Work instructions: Your response should be every line from the entries that includes the string "stores".

Dataset records:

PR #1204, opened 2022-07-18
Bug 2108317: two hybrid overlay fixes

dcbw:
Cherry-pick of https://github.com/ovn-org/ovn-kubernetes/pull/3063 from upstream.

A missing comma before an "action=" meant that those OVS flows weren't getting added due to a parsing error.

Second, the `k8s.ovn.org/node-gateway-router-lrp-ifaddr` annotation added by https://github.com/ovn-org/ovn-kubernetes/pull/2862 was only evaluated on node add, but we can't always rely on that. It might be added slightly later in an Update event.


dcbw:
Closing in preference to https://github.com/openshift/ovn-kubernetes/pull/1205

PR #1208, opened 2022-07-21
[release-4.7] Bug 2073350: Make sure reject ACL is looked up when it is not in cache

ricky-rav:
The serviceLBMap cache stores, for each load balancer, a service VIP along with its endpoints and reject ACL (if any). The reject ACL is added to this cache:
1. if it was created in the current execution of ovnkube-master or
2. if it was created in a previous execution of ovnkube master and the service still needs a reject ACL (because it has no endpoints).

Now, if the reject ACL was created in the previous execution of ovnkube-master and after restart ovnkube-master first adds the backend pods for this service and only afterwards (re)creates the service along with its endpoints, **then the reject ACL will go unnoticed**. Endpoints will be added correctly, but traffic to this service will be dropped because of the reject ACL.

In order to fix this corner case, after adding endpoints, make sure to lookup reject ACLs in OVN every time the serviceLBMap cache contains no ACL name for any given (load_balancer, VIP) pair.

Fixes #2073350

### DIFF
--- a/go-controller/pkg/ovn/loadbalancer.go
+++ b/go-controller/pkg/ovn/loadbalancer.go
@@ -290,10 +290,9 @@ func (ovn *Controller) createLoadBalancerRejectACL(lb, sourceIP string, sourcePo
 }
 
 func (ovn *Controller) deleteLoadBalancerRejectACL(lb, vip string) {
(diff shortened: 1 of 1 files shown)


trozet (commented):
I don't think this is a good solution. There will be way too many ovn-nbctl calls and be a perf/scale regression.

PR #1211, opened 2022-07-26
[4.7] Bug 2073350: Lookup reject ACLs found at startup when removing reject ACLs for services [alternative]

ricky-rav:
**[alternative solution to https://github.com/openshift/ovn-kubernetes/pull/1208, avoiding extra ovn-nbctl calls]**

The serviceLBMap cache stores, for each load balancer, a service VIP along with its endpoints and reject ACL (if any). The reject ACL is added to this cache either (1) if it was created in the current execution of ovnkube-master or (2) if it was created in a previous execution of ovnkube master and the service still needs a reject ACL (because it has no endpoints).

Now, if the reject ACL was created in the previous execution of ovnkube-master and after restart ovnkube-master first adds the backend pods for this service and only afterwards (re)creates the service, then the existing reject ACL will go unnoticed. Endpoints will be added correctly, but traffic to this service will be dropped because of this reject ACL.

In order to fix this corner case, keep a list of valid reject ACLs found at startup and lookup this list too when trying to delete a reject ACL for a service with endpoints.

closes #2073350

### DIFF
--- a/go-controller/pkg/ovn/service.go
+++ b/go-controller/pkg/ovn/service.go
@@ -3,10 +3,11 @@ package ovn
 import (
 	"encoding/json"
 	"fmt"
-	"github.com/ovn-org/ovn-kubernetes/go-controller/pkg/types"
 	"net"
 	"reflect"
 	"strings"
+
+	"github.com/ovn-org/ovn-kubernetes/go-controller/pkg/types"
 
 	"github.com/ovn-org/ovn-kubernetes/go-controller/pkg/config"
 	"github.com/ovn-org/ovn-kubernetes/go-controller/pkg/ovn/gateway"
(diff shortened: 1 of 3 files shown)


go-controller/pkg/ovn/service.go
```diff
@@ -204,13 +208,17 @@ func (ovn *Controller) syncServices(services []interface{}) {
 									foundSwitches)
 								ovn.removeACLFromNodeSwitches(foundSwitches, uuid)
 							}
+						} else {
+							OVNRejectACLsAtStartup[name] = uuid
```
trozet, line 212: I don't understand how the sync code above will not catch a service that has endpoints with a stale ACL? What is different about your corner case?

ricky-rav: So the sync code is correct: it removes stale ACLs at startup. What happened with the customer's cluster is that after the sync code and before the service creation the endpoints were added, so the code - after running syncServices - never kept track of the existing reject acl. In particular:

1. the reject ACL was created in the previous execution of ovnkube-master;
2. after restart, the sync code correctly keeps this reject ACL, since the service still has no endpoints
3. the backend pods for this service are added;
4.  the service is (re)created along with its endpoints:
- the service has endpoints, so we do not hit https://github.com/openshift/ovn-kubernetes/blob/b1abcda7c2593c8de9d005ebfd14efe524dcfaf6/go-controller/pkg/ovn/loadbalancer.go#L196, where we create a reject ACL or keep track of an existing one if there are no endpoints;
- we try instead to find an existing reject ACL to remove, but `serviceLBMap` contains no reference to the ACL that's actually in OVN, so the ACL is not removed:
https://github.com/openshift/ovn-kubernetes/blob/release-4.7/go-controller/pkg/ovn/loadbalancer.go#L313-L317

PR #1220, opened 2022-07-29
[release-4.9] Bug 2090315: Remove conntrack entries after rules

tssurya:
When service is deleted, we were removing the conntrack
entries before removing the flows/iptable rules. It's
safer to do the reverse so that in the nano second interim
the conntrack entries don't get recreated before the rules/flows
get deleted.

(cherry picked from commit 58b23ea)
(cherry picked from commit 525e7f1)
(cherry picked from commit bedef57)

Conflicts from 4.10 since ETP isn't present in 4.9


jcaamano:
@tssurya not a cherrypick of https://github.com/openshift/ovn-kubernetes/commit/bedef574d014c46cbd1252f3ed66c7b5a6791c7c as stated on the commit message?

PR #1230, opened 2022-08-02
Egress IP health monitoring over GRPC

flavio-fernandes:
This PR includes a new functionality to egress ip, so it can
use gRPC in order to determine the health of its egress nodes.

Info on the protobuf definition used for the probing is here:
https://github.com/grpc/grpc/blob/master/doc/health-checking.md

The requirement in order to use this method is that both
ovnkube-master and ovnkube-node pods are started with a
new flag: --egressip-node-healthcheck-port <TCP_PORT>.

The original behavior remains as a viable method, should
ovnkube-master pod get started without the new flag.
For sake of completeness, the original method is to
have the ovnkube-master dial to discard (TCP port 9) and
declare node up upon receiving a TCP reject answer.

**NOTE:** this PR will likely not merged; it is expected to be merged as part of the downstream merge that contains the PR:  https://github.com/ovn-org/ovn-kubernetes/pull/3100

Signed-off-by: Flavio Fernandes [flaviof@redhat.com](mailto:flaviof@redhat.com)
Reported-at: https://issues.redhat.com/browse/SDN-3156


flavio-fernandes:
Closing.
Use: https://github.com/openshift/ovn-kubernetes/pull/1263  instead.

PR #1233, opened 2022-08-05
Bug 2115845: [release-4.9] OCP CARRY: Add the rules to EXTERNALIPs only for SGW mode

tssurya:
We call getGatewayIPTRules from both LGW and SGW. This adds
iptable rules for services to EXTERNALIPs chain. We already
add iptable rules for services of type LB.ingress.ip to
NODEPORT chain for LGW. So we need to add the LB ingress rules
to EXTERNALIPs chain only for SGW mode.

/assign @flavio-fernandes @trozet

### DIFF
--- a/go-controller/pkg/node/gateway_iptables.go
+++ b/go-controller/pkg/node/gateway_iptables.go
@@ -1,3 +1,4 @@
+//go:build linux
 // +build linux
 
 package node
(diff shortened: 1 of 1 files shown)


trozet (approved):
/lgtm

tssurya:
@asood-rh PTAL

PR #1213, opened 2022-07-27
Introduce ovn-kubernetes-{base|singlenode} images

zshi-redhat:
ovn-kubernetes-base image is built from Dockerfile.base
ovn-kubernetes-singlenode image is built from Dockerfile.microshift
ovn-kubernetes-singlenode uses ovn-kubernetes-base as its base image.

PR #1236, opened 2022-08-08
Fix ovn version in Dockerfile.base

zshi-redhat:


zshi-redhat:
New ovn version was not updated while this [PR](https://github.com/openshift/ovn-kubernetes/pull/1213) went in

PR #1780, opened 2023-07-25
OCPBUGS-15811: Use NodePrimaryIp to set host-addresses in DPU mode

SalDaniele:
When running a 2-cluster design in DPU mode, currently host-addresses is set to the IP address of the Infrastructure node (i.e. Bluefield node) running of behalf of the tenant cluster. This will cause all NodePort service to fail in DPU mode.

Instead, we should calculate the host-addresses using the NodePrimaryIP which will set the host-address to the Node IP of the tenant node.

**- How to verify it**

### DIFF
--- a/go-controller/pkg/node/node_ip_handler_linux.go
+++ b/go-controller/pkg/node/node_ip_handler_linux.go
@@ -10,11 +10,14 @@ import (
 	"sync"
 	"time"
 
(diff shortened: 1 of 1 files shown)


dcbw:
Let's take this patch through https://github.com/openshift/ovn-kubernetes/pull/1784

PR #1791, opened 2023-07-31
[WIP] Changes IC chassis update to be a mutate operation

trozet:
By updating the chassis with incomplete information, it was causing ovn-controler to rewrite the values in the DB, and furthermore causing northd to rewrite logical flows during ovnkube-master restart. The notable consequence of this would be that access to a service via loadbalancer type (using LB templates) would be momentarily disrupted. This is the root cause for the outage we see in Azure upgrades.

**- How to verify it**


tssurya:
/close

IC era done and dusted, stale PR cleanup

PR #1603, opened 2023-03-23
OCPBUGS-10799: [release-4.13] Netpol performance: shared peer address sets, add metrics

npinaeva:
Bring required changes to 4.13
perf metrics  https://github.com/ovn-org/ovn-kubernetes/pull/3450
downstream https://github.com/openshift/ovn-kubernetes/pull/1556

shared address sets https://github.com/ovn-org/ovn-kubernetes/pull/3329
downstream https://github.com/openshift/ovn-kubernetes/pull/1574

No conflicts, last commit fixes a "conflic" because k8s 1.26 bump is not yet merged to 4.13

PR #1814, opened 2023-08-14
OCPBUGS-17675: Don't return error on delete event that doesn't ave a chance to succeed.

npinaeva:
Besides unneeded logging it may cause update event that was received after delete event to be never handled, since retry framework will not proceed to the update handler until delete handler succeeds. Was fixed in newer versions with 120140fd670d8358959e6ea062564edd9d7d8841 (pod_selector_address_set)
Merged downstream here https://github.com/openshift/ovn-kubernetes/pull/1603 (4.13), https://github.com/openshift/ovn-kubernetes/pull/1603/files#diff-7375899468809f8394c8c50f436167aa32368e3dac1eb0c25d05e6b9b0e2cbe3R354-R359 
loglevel was updated to warning here https://github.com/ovn-org/ovn-kubernetes/commit/8e95a642698a763fb885fe318d3e9b20d8502205

### DIFF
--- a/go-controller/pkg/ovn/policy.go
+++ b/go-controller/pkg/ovn/policy.go
@@ -1525,7 +1525,10 @@ func (oc *Controller) handlePeerPodSelectorDelete(np *networkPolicy, gp *gressPo
 	if util.PodCompleted(pod) {
 		ips, err := util.GetAllPodIPs(pod)
 		if err != nil {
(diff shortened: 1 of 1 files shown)


dcbw:
/override ci/prow/e2e-aws-ovn-local-to-shared-gateway-mode-migration

PR #1815, opened 2023-08-14
Fix encap port deadlock

tssurya:
If geneve encap port is different from the default, then we configure the SBDB chassis with the new port. After this we proceed to annotate the zone-name in ovnkube-node.
However in IC deployments, ovnkube-controller does not come up until the zone-name annotation is tagged on the nodes: https://github.com/ovn-org/ovn-kubernetes/blob/4bfacf905e84e9e1e37e3a9dda5b5321df22bc4f/go-controller/pkg/network-controller-manager/network_controller_manager.go#L337 This means ovnkube-controller is waiting on ovnkube-node to annotate stuff before starting to configure NBDB stuff and SBDB chassis creation won't happen because of that.

On the other hand, ovnkube-node is timing out trying to find the sbdb chassis to set the encap port since chassis is not existing in sbdb yet.

We end up in a deadlock situation.

(cherry picked from commit b18f577ebe2dc3ba3b3bb2e580ef8c6ecb6c0dd2)

**- How to verify it**

### DIFF
--- a/go-controller/pkg/node/default_node_network_controller.go
+++ b/go-controller/pkg/node/default_node_network_controller.go
@@ -324,27 +324,6 @@ func setupOVNNode(node *kapi.Node) error {
 	if err != nil {
 		return fmt.Errorf("error setting OVS external IDs: %v\n  %q", err, stderr)
 	}
-	// If EncapPort is not the default tell sbdb to use specified port.
-	if config.Default.EncapPort != config.DefaultEncapPort {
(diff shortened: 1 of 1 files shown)


flavio-fernandes:
/test prow/unit
is this a flake?

flavio-fernandes:
/test unit
flake?

flavio-fernandes:
> /test unit flake?

nope; not flake. ;P

PR #1838, opened 2023-08-28
OCPBUGS-17979: Fix egress firewall CRD

abhat:
As @tssurya found the min/max of 1 for destinations was hardcoded in the crd j2 file and was never in the types.go.

Fixed commit to remove node-selector feature which doesn't apply in 4.12

Co-authored-by: Aniket Bhat <anbhat@redhat.com>
(cherry picked from commit 41046e8c27715bd08ce8090ac8ae06d3cfc9e75c)


abhat:
@huiran0826 @trozet ptal. cc @anuragthehatter

abhat:
@trozet it is not a clean cherry-pick since there were node selector related changes in the original commit. I had to remove those and only have the minProperties=1/maxProperties=1 fix.

PR #1841, opened 2023-08-30
[release-4.13] DNM: Bump libovsdb client to send echo in async way

pperiyasamy:
This would send echo to ovsdb server in async way so that inactivity check might still go on in case of tcp write buf full etc.


tssurya:
/close

this PR seems stale? closing this as part of clean up to now trigger CI and skew presubmit results. Please open a new PR if this still needs to be fixed. I don't see any bug associated here.

PR #1847, opened 2023-09-01
OCPBUGS-17773: Perf increases to pod deletion

trozet:
Includes critical performance fixes for 4.14.

### DIFF
--- a/go-controller/pkg/ovn/base_network_controller_namespace.go
+++ b/go-controller/pkg/ovn/base_network_controller_namespace.go
@@ -7,6 +7,7 @@ import (
 	"net"
 	"sync"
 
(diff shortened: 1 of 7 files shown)


jcaamano:
@trozet this might increase the probability for the duplicated IPs race condition to happen. The pod is updated with status IP later than the annotation, increasing the time window we might not notice another pod has been allocated with that IP.

trozet:
local gateway jobs are broken for a different reason. Overriding..

/override ci/prow/e2e-aws-ovn-local-to-shared-gateway-mode-migration
/override ci/prow/e2e-aws-ovn-upgrade-local-gateway

PR #1855, opened 2023-09-06
OCPBUGS-18585: Fix OVN SNATing on GR by enabling gateway_mtu on rtoe port of GR

tssurya:
CLEAN cherry pick
/assign @trozet


tssurya:
/retest
@jluhrsen : Where are we with the migration job fixes? Keep this red just to fix the timer bug is holding up signal on those lanes and so other regressions could slip in.
I don't like it, but in lieu of https://issues.redhat.com/browse/OCPBUGS-17391 we need to override these two lanes.

anuragthehatter:
upgrade and regression looks good on cluster bot build

/label qe-approved

PR #1860, opened 2023-09-07
[release-4.13] Serve NodePort services on secondary IP addresses

zeeke:
Backport of:
- https://github.com/ovn-org/ovn-kubernetes/pull/3328
- https://github.com/ovn-org/ovn-kubernetes/pull/3557


abhat:
@zeeke is this driven by some config at the user level? My worry is if we enable this by default, are we making the platform somewhat less secure?

zeeke:
> @zeeke is this driven by some config at the user level? My worry is if we enable this by default, are we making the platform somewhat less secure?

With this feature, the security attack surface surely increases. This is the first time we have approached this problem from the security point of view, as the initial request was to have the same feature as OpenshiftSDN, where kube-proxy accepts connections on every IP addresses [1]

```
--nodeport-addresses strings
A list of CIDR ranges that contain valid node IPs. If set, connections to NodePort services will only be accepted on node IPs in one of the indicated ranges. If unset, NodePort connections will be accepted on all local IPs. This parameter is ignored if a config file is specified by --config.
```

[1] https://kubernetes.io/docs/reference/command-line-tools-reference/kube-proxy/

tssurya:
/close
lack of cycles for SDN team to review this. This is a huge change and we need business justifications for backporting bugs.

PR #1874, opened 2023-09-14
[release-4.14] OCPBUGS-18977: Update bridge flow cache when the host address changes

flavio-fernandes:
When the addressManager detects changes in the node's address, it will update the node address annotations, but it was not reflecting the address changes in the OpenFlow rules within the node via openflowManager.updateBridgeFlowCache(). This could result in nodes having stale rules that affect functionalities such as hairpin.


trozet (approved):
/lgtm

PR #1887, opened 2023-09-18
OCPBUGS-19013: Dockerfile: Copy ovnkube-trace file for RHEL8 platform

pperiyasamy:
The `ovnkube-trace` binary file built for RHEL9 doesn't work anymore on RHEL8 system due to different shared library dependencies between the two OS versions. So this commit copies ovnkube-trace file built for RHEL8 into `/usr/lib/rhel8` directory so that user can download and run it on RHEL-8 platforms.


dcbw:
/retest-required

`{  failed to create or restart e2e-aws-ovn-gather-core-dump pod: unable to create pod: Internal error occurred: resource quota evaluation timed out}`

PR #93, opened 2017-01-04
Corrected clone url

owlishDeveloper:
@imbstack I want to include the clone url after all!

### DIFF
--- a/src/api.js
+++ b/src/api.js
@@ -44,7 +44,7 @@ function getPushDetails(eventData) {
     'event.head.repo.url': eventData.repository.clone_url,
     'event.head.sha': eventData.after,
     'event.head.ref': ref,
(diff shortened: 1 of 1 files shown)


src/api.js
```diff
@@ -44,7 +44,7 @@ function getPushDetails(eventData) {
     'event.head.repo.url': eventData.repository.clone_url,
     'event.head.sha': eventData.after,
     'event.head.ref': ref,
-    'event.base.sha': eventData.before,
+    'event.base.sha': eventData.before,
```
imbstack: I think this is an extraneous space at the end of the line?

imbstack (approved):
Otherwise looks good to me!

src/api.js
owlishDeveloper: Oy vey

PR #97, opened 2017-01-17
Expose repo names (base and head)

petemoore:
For integrating with generic worker tasks, having the repo names available makes coding a lot easier. We could parse the base/head clone URLs, but on a lot of Windows workers, we don't have tools like `sed` build in, so being able to get this data without any string parsing is very useful.


petemoore:
Doc change for this in https://github.com/taskcluster/taskcluster-docs/pull/147.

imbstack (approved):
Looks great. ty.

I'll deploy this shortly.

Solution for this problem:
The serviceLBMap cache stores, for each load balancer, a service VIP along with its endpoints and reject ACL (if any). The reject ACL is added to this cache:
The serviceLBMap cache stores, for each load balancer, a service VIP along with its endpoints and reject ACL (if any). The reject ACL is added to this cache either (1) if it was created in the current execution of ovnkube-master or (2) if it was created in a previous execution of ovnkube master and the service still needs a reject ACL (because it has no endpoints).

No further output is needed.